As for general well-being, an increased sense of vitality, feeling good, psycho-spiritual progress, positive visualization, and relaxation, qigong has helped many people. Most people who regularly practice qigong generally have positive comments to make about their experiences.

Yang Jwing-Ming and Mantak Chia have written books on the Bone Marrow Washing Chi Kung form, and, as I recall, give instructions on a version of the set. Yang Jwing-Ming's books are usually very informative and useful for learning forms, and have excellent, detailed background theory.

There are both harder and easier verions of the Xi Sui Jing exercise as with Shaolin White Crane Qigong. 18 Lohan Qigong, another Shaolin Qigong form, is also popular.

I'd recommend The Eight Section Brocade Qigong for a general introductory form, and you don't need to spend any extra money learning it (I explain it for free on a webpage); and, there are many free UTube verison online.  Please, don't spend more than 20 mintues a day, at first, doing the form in the early morning. Also, enjoy some walking if you feel up to it!
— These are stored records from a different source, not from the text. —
PR #1814, opened 2025-08-30
Feat/isaac 5.0

cremebrule:


OmniGibson/setup.py
```diff
@@ -71,7 +71,7 @@
         ],
         "primitives": [
             "nvidia-curobo @ git+https://github.com/StanfordVL/curobo@cbaf7d32436160956dad190a9465360fad6aba73",
-            "ompl @ https://storage.googleapis.com/gibson_scenes/ompl-1.6.0-cp310-cp310-manylinux_2_28_x86_64.whl",
+            # "ompl @ https://storage.googleapis.com/gibson_scenes/ompl-1.6.0-cp310-cp310-manylinux_2_28_x86_64.whl", # Todo? update to python3.11
```
cgokmen: It's safe to remove this now I think. It had quite a few advantages compared to curobo but it's mostly disconnected now.

OmniGibson/omnigibson/objects/object_base.py
```diff
@@ -108,6 +109,9 @@ def __init__(
         load_config["self_collisions"] = self_collisions
         load_config["prim_type"] = prim_type
 
+        # Store this category
+        OBJECT_CATEGORIES.add(self.category)
```
cgokmen, line 113: Not a good idea - this makes it not be a constant. We should just scan all available datasets for categories in the semantic module instead of doing this at load time this way.

OmniGibson/omnigibson/prims/geom_prim.py
```diff
@@ -59,6 +65,43 @@ def _post_load(self):
...
+            assert self.scene is not None, "Cannot get position and orientation relative to scene without a scene"
+            return self.scene.convert_world_pose_to_scene_relative(*PoseAPI.get_world_pose(self.prim_path))
+        elif frame == "link":
+            assert self._link is not None, "Cannot get position and orientation relative to link without a link"
+            return T.mat2pose(
+                T.pose2mat(self._link.get_position_orientation()) @ T.pose2mat(PoseAPI.get_world_pose(self.prim_path))
+            )
+        else:  # parent
+            position, orientation = lazy.isaacsim.core.utils.xforms.get_local_pose(self.prim_path)
+            return th.as_tensor(position, dtype=th.float32), th.as_tensor(orientation[[1, 2, 3, 0]], dtype=th.float32)
```
cgokmen, line 103: Can you change the implementation of this to defer to super() for everything but the parent? In fact even for parent we can call super() with "world" and then postprocess. So we shouldn't do any actual pose getting here. Pose-getting is finicky so it's best to keep it limited to xformprim and rigidprim.

OmniGibson/omnigibson/prims/prim_base.py
```diff
@@ -137,6 +137,10 @@ def _post_load(self):
         object and grab its handles and internal references. By default, this is a no-op.
         """
         pass
+        # # TODO: Remove this once we have support for instanceable prims
+        # # Disable instanceable prims because it breaks many fundamental R/W paradigms in OG
+        # if self._prim.IsInstanceable() or self._prim.IsInstanceProxy():
+        #     from IPython import embed; embed()
```
cgokmen, line 143: Remove before merging

OmniGibson/omnigibson/scenes/scene_base.py
```diff
@@ -1158,6 +1158,10 @@ def _load_state(self, state):
         # TODO: Remove backwards compatible check once new scene RC is updated
         if "pos" in state:
             self.set_position_orientation(position=state["pos"], orientation=state["ori"])
+            # We need to propagate these changes or else we get a crash
+            og.sim.pi.update_simulation(elapsedStep=0.0, currentTime=og.sim.current_time)
+            og.sim.psi.fetch_results()
```
cgokmen, line 1182: Can we put this inside simulator.py as `fake_step` or something and call it (here and elsewhere where update_simulation is currently called)? It's actually probably useful in a lot of places where we really call step, too!

OmniGibson/omnigibson/utils/asset_conversion_utils.py
```diff
@@ -750,6 +751,19 @@ def import_obj_metadata(usd_path, obj_category, obj_model, dataset_root, force_a
...
+
+        def remove_instanceable_recursive(_root):
+            # See https://openusd.org/docs/api/_usd__page__scenegraph_instancing.html ("Traversing Into Instances with Instance Proxies")
+            children = _root.GetFilteredChildren(lazy.pxr.Usd.TraverseInstanceProxies())
+            for child in children:
+                if child.IsInstanceable():
+                    child.SetInstanceable(False)
+                remove_instanceable_recursive(_root=child)
+
+        remove_instanceable_recursive(_root=prim)
```
cgokmen, line 765: I think that something else I do in this file (where I flatten the imported object hierarchy) inevitably does this. But regardless it should be fine to keep.

OmniGibson/omnigibson/utils/asset_conversion_utils.py
```diff
@@ -2468,9 +2491,19 @@ def import_og_asset_from_urdf(
         use_omni_convex_decomp=False,  # We already pre-decomposed the values, so don' use omni convex decomp
         use_usda=use_usda,
         merge_fixed_joints=merge_fixed_joints,
+        import_inertia_tensor=import_inertia_tensor,
     )
 
-    prim = import_obj_metadata(usd_path=usd_path, obj_category=category, obj_model=model, dataset_root=dataset_root)
+    # Copy meta links URDF to original name of object model
+    shutil.copy2(urdf_path, os.path.join(dataset_root, "objects", category, model, "urdf", f"{model}.urdf"))
```
cgokmen: This overwrites the file if the file is already here, which may not be desirable. Why are we not OK with the current format?

OmniGibson/omnigibson/simulator.py
```diff
@@ -70,7 +71,8 @@
 m.INITIAL_SCENE_PRIM_Z_OFFSET = -100.0
 
 m.KIT_FILES = {
-    (4, 5, 0): "omnigibson_4_5_0.kit",
+    # (4, 5, 0): "omnigibson_4_5_0.kit",
```
cgokmen, line 75: OK to delete this and also the file. In fact the (new) file should be called omnigibson.kit.

setup.sh
```diff
@@ -12,7 +12,7 @@ PRIMITIVES=false
 EVAL=false
 ASSET_PIPELINE=false
 DEV=false
-CUDA_VERSION="12.4"
+CUDA_VERSION="12.8"
```
cgokmen, line 16: This is a really high CUDA version. I don't have it on the cluster I'm working on for example. Do we have to do this? What's requiring it?

setup.sh
```diff
@@ -303,21 +304,38 @@ if [ "$OMNIGIBSON" = true ]; then
...
+                "isaacsim_extscache_physics-5.0.0.0"
+                "isaacsim_extscache_kit-5.0.0.0"
+                "isaacsim_extscache_kit_sdk-5.0.0.0"
             )
             
             local wheel_files=()
             for pkg in "${packages[@]}"; do
                 local pkg_name=${pkg%-*}
-                local filename="${pkg}-cp310-none-manylinux_2_34_x86_64.whl"
+                local filename="${pkg}-cp311-none-manylinux_2_35_x86_64.whl"
```
cgokmen: Even higher glibc requirement :(

OmniGibson/omnigibson/install.py
cgokmen, line 1: Can you re-remove this file?

OmniGibson/omnigibson/prims/xform_prim.py
```diff
@@ -63,9 +63,14 @@ def _post_load(self):
         super()._post_load()
 
         # Make sure all xforms have pose and scaling info
-        # These only need to be done if we are creating this prim from scratch.
+        # These only need to be done if we are creating this prim from scratch AND it is not an instanceable / proxy prim.
```
cgokmen, line 66: Why not? The pointer side should still have this no?

OmniGibson/omnigibson/prims/rigid_prim.py
```diff
@@ -165,48 +166,97 @@ def update_meshes(self):
...
+                    relative_prim_path=absolute_prim_path_to_scene_relative(self.scene, prim.GetPrimPath().__str__()),
+                    name=f"{prim.GetName()}_non_instanced",
+                    load_config=None,
+                )
+                xform.load(self.scene)
+            return True
+
+        # We don't do this recurisvely to save on compute, since we know the immediate children are instances if this
+        # does happen
+        # self.modify_children_prims(fcn=set_non_instanced, recursive=False, include_instances=True)
```
cgokmen, line 186: What is this, why is it commented out?

OmniGibson/omnigibson/prims/rigid_prim.py
```diff
@@ -165,48 +166,97 @@ def update_meshes(self):
...
-                    self._visual_meshes[mesh_name] = VisualGeomPrim(**mesh_kwargs)
-                    self._visual_meshes[mesh_name].load(self.scene)
+                    nested_tf = current_local_tf
+                    nested_scale = current_scale
+                if prim_type in GEOM_TYPES:
+                    assert len(children_dict) == 0, "No children prims should be owned by a Mesh prim!"
+                    # Raw meshes themselves could be nested, and share the same name so we convert their (unique) prim path
+                    # into a string we'll use for their name
+                    mesh_name = prim_path.split(self.prim_path)[-1].strip("/").replace("/", "_")
+                    is_collision = prim.HasAPI(lazy.pxr.UsdPhysics.CollisionAPI)
```
cgokmen, line 220: **Important** I don't think this works with new-import objects. At least in 4.5 the collision API is on an xformprim between the actual geoms and the link (e.g. link > collisions > collision1_xform > collision1_geom). So it's no longer possible to have a "collision geom" - the geoms are identical collision or visual.

That said, if this doesnt break the existing objects lets merge it as is and worry about it later.

OmniGibson/omnigibson/prims/rigid_prim.py
```diff
@@ -165,48 +166,97 @@ def update_meshes(self):
...
-                    local_pos, local_orn = mesh.get_position_orientation(frame="parent")
-                    vols.append(volume * th.prod(mesh.scale))
-                    coms.append(T.quat2mat(local_orn) @ (com * mesh.scale) + local_pos)
-                    # If the ratio between the max extent and min radius is too large (i.e. shape too oblong), use
-                    # boundingCube approximation for the underlying collision approximation for GPU compatibility
-                    if not check_extent_radius_ratio(mesh, com):
-                        log.warning(f"Got overly oblong collision mesh: {mesh.name}; use boundingCube approximation")
-                        mesh.set_collision_approximation("boundingCube")
+
+        # Need to explicitly check for instanced children here since they may include instanced meshes
```
cgokmen, line 170: I'm getting a feeling that this PR should just assume/assert that nothing is instanceable. There's no purpose in trying to change those, things will break. The importer already disables this instancing. Let's save it for a separate PR.

fan-ziqi:
When will this be merged?

wensi-ai:
Migrated to #1955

I find the exercises, postures, and movement routines of many "different" qigong forms to be quite similar.  Likewise, there are also many named "styles" of yoga, but the postures of physical (hatha) yoga are common and familiar, even if named differently.  For example, lunges or moving the shoulders/arms through a full range of motion are found in all qigong, taijiquan, and yoga practices.

Visualizations of energy flow inside and outside the body, philosophical emphasis, vigorous vs gentle movements, breathing instructions, and descriptions of esoteric anatomy or meridians vary more in qigong forms. 

John, my very best wishes for a long remission, improved well-being, and a peaceful soul.